Other experts are trying to apply the law to more elaborate frauds. One of the great financial thrillers of our era was independent investigator Harry Markopolos's cracking of the Madoff Investment Securities scam. In a now-famous memo Markopolos submitted to the SEC in 2005-"The World's Largest Hedge Fund Is a Fraud"-he argued that the consistently profitable investment results that Madoff had reported for almost two decades were impossible to achieve. Markopolos used so-called Mosaic Theory to arrive at his conclusions. But Paul Kedrosky, a respected U.S. entrepreneur, academic and commentator who has analyzed Madoff's reported monthly fund returns, says they came so close to matching the predicted distribution of first digits under Benford's Law that they should have been suspect.

Kedrosky's analysis points out one possible shortcoming of Benford's Law: Fraudsters can avoid detection by adhering to it. The distribution of first digits can be found on Wikipedia and other online sources.

Another weakness is that the law works best on large data sets with lots of fudged numbers, but many frauds are based on just one or two. Benford is also generally only useful at the transactions level, not the portfolio level. As one money manager explained to me, when many individual transaction prices are fake, as they were in Enron's notorious "special purpose vehicles," Benford can shine new light.
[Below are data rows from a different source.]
PR #3629, opened 2025-08-05
Slightly improved serialization size estimation

AhmedSoliman:
---
Stack created with [Sapling](https://sapling-scm.com). Best reviewed with [ReviewStack](https://reviewstack.dev/restatedev/restate/pull/3629).
* __->__ #3629
* #3638
* #3637
* #3636
* #3634

### DIFF
--- a/crates/types/src/net/codec.rs
+++ b/crates/types/src/net/codec.rs
@@ -114,7 +114,7 @@ pub fn decode_as_flexbuffers<T: DeserializeOwned>(
 }
 
 pub fn encode_as_bilrost<T: bilrost::Message>(value: &T) -> Bytes {
-    let buf = value.encode_fast();
+    let buf = value.encode_contiguous();
     Bytes::from(buf.into_vec())
 }
 
--- a/crates/types/src/storage/encode.rs
+++ b/crates/types/src/storage/encode.rs
@@ -9,6 +9,7 @@
 // by the Apache License, Version 2.0.
 use std::mem;
 
+use bincode::enc::write::SizeWriter;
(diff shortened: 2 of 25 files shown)


crates/types/src/net/codec.rs
```diff
@@ -114,7 +114,7 @@ pub fn decode_as_flexbuffers<T: DeserializeOwned>(
 }
 
 pub fn encode_as_bilrost<T: bilrost::Message>(value: &T) -> Bytes {
-    let buf = value.encode_fast();
+    let buf = value.encode_contiguous();
```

But only Enron's auditors had access to transaction data. Totals that appeared in its financial reports didn't contravene Benford's predicted distribution of first digits.

Nabbing a specific culprit may be difficult as well. In the case of the Afghanistan data released by WikiLeaks, Conway's team didn't find strong evidence of tampering. What if they had? I asked Conway. Would that have implied wrongdoing by military authorities, or by WikiLeaks in gathering and publishing the data? Conway wrote back: "There's no way of knowing." Timothy Taylor is a Vancouver-based author.